_Task input_
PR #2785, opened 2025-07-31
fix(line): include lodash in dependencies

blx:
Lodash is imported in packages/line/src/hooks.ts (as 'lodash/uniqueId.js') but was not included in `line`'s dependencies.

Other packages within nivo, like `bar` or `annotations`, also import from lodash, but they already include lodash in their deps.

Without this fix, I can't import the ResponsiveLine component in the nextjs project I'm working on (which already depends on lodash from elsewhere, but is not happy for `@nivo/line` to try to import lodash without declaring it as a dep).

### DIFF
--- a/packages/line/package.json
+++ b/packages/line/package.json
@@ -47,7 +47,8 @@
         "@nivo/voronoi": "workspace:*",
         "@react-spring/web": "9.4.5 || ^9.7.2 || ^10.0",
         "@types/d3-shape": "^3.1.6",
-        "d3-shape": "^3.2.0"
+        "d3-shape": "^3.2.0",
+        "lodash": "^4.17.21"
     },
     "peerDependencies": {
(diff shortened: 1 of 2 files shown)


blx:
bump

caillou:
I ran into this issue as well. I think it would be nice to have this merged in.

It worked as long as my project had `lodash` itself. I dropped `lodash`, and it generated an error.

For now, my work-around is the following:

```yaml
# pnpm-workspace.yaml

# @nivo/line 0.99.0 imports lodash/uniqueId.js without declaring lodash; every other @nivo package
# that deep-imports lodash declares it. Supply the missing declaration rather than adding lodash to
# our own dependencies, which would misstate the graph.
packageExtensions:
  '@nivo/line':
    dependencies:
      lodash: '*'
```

==

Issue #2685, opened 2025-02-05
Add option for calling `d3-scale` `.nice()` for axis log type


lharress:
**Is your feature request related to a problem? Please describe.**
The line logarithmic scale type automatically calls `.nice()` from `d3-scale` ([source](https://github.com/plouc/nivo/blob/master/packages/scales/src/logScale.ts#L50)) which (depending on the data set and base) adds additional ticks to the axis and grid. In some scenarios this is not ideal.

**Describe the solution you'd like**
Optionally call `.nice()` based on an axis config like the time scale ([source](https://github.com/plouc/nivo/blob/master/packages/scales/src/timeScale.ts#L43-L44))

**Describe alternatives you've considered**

_What is being asked_
Filter the entries down to the lines holding the string "packages". Copy each of those lines.

_Solved exercise_
Lodash is imported in packages/line/src/hooks.ts (as 'lodash/uniqueId.js') but was not included in `line`'s dependencies.
Other packages within nivo, like `bar` or `annotations`, also import from lodash, but they already include lodash in their deps.
--- a/packages/line/package.json
+++ b/packages/line/package.json
The line logarithmic scale type automatically calls `.nice()` from `d3-scale` ([source](https://github.com/plouc/nivo/blob/master/packages/scales/src/logScale.ts#L50)) which (depending on the data set and base) adds additional ticks to the axis and grid. In some scenarios this is not ideal.
Optionally call `.nice()` based on an axis config like the time scale ([source](https://github.com/plouc/nivo/blob/master/packages/scales/src/timeScale.ts#L43-L44))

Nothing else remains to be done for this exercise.